The session on Technology in Libraries addressed libraries’ experiences with circulating technology.  Tom Bruno (Yale) facilitated the session and suggested that, in addition to meeting patrons’ needs, libraries are providing a ‘technology sandbox’ where patrons can learn about new technology.  Libraries are still dealing with basic questions surrounding loan periods, liability for damaged items, shelf life, etc.  Demand for a new technology decreases as patrons acquire the items for themselves, leaving items to gather dust and eventually become obsolete. Technology can quickly become cost prohibitive – can the library find allies in other areas who can share the cost?  The session concluded with the most fundamental question—should the library even own this service?

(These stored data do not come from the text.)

PR #157, opened 2016-10-04
redraw activity: improve color list bar

aseemarora1995:


src/activities/redraw/Redraw.qml
```diff
@@ -99,120 +100,127 @@ ActivityBase {
...
+                height: background.height
+                boundsBehavior: Flickable.StopAtBounds
+                contentHeight: items.numberOfColor * width
+                bottomMargin: bar.height
+                Column {
+                    id: colorSelector
+                    Repeater {
+                        model: items.numberOfColor
+                        Item {
+                            width: 70 * ApplicationInfo.ratio
```
petitlapin: I would put an id to the Flickable and use flickable.width there. This way, if we change the flickable width for some reason, it will be the same here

There were some interesting demos during the lunchtime demonstrations.  At Penn, they have begun 24/7 in earnest, hiring staff to cover the overnight shifts.  These staff receive training in tech support, reserve, shelving, and chat.  All of these services are covered all of the time.  They have found that services are caught up and that patrons are benefiting.  They have on average over a hundred patrons in the building at any hour during the night.  Johns Hopkins now embeds the ILL request link both in the list of search results as well as the item level for patron convenience; one of the biggest benefits was the reduction in recalls.  At MIT, they conducted an initiative to improve customer service.  They wanted to create a unified voice and send a better message.  Each message sent from the library for any service (automated or personal templates) was looked at and rewritten to remove jargon, remove strange strings of numbers, offer actionable alternatives, and to create simple subjects.  It helped show their value and was done concurrent to a mandatory public service training for all staff.  Emory profiled an app that they created with a developer to note seating in the library, including PC stations and music stations; it has helped them evaluate staffing and plan for future needs.